**Data for review**.
┌──

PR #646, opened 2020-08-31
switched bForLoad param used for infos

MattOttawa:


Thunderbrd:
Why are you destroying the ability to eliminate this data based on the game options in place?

└──

**Exercise requirements**.
Every line from the one containing "switched bForLoad param used for infos" through the final line of the data above is to be restated word for word, and nothing more.

**Solution for this exercise**.
switched bForLoad param used for infos

MattOttawa:


Thunderbrd:
Why are you destroying the ability to eliminate this data based on the game options in place?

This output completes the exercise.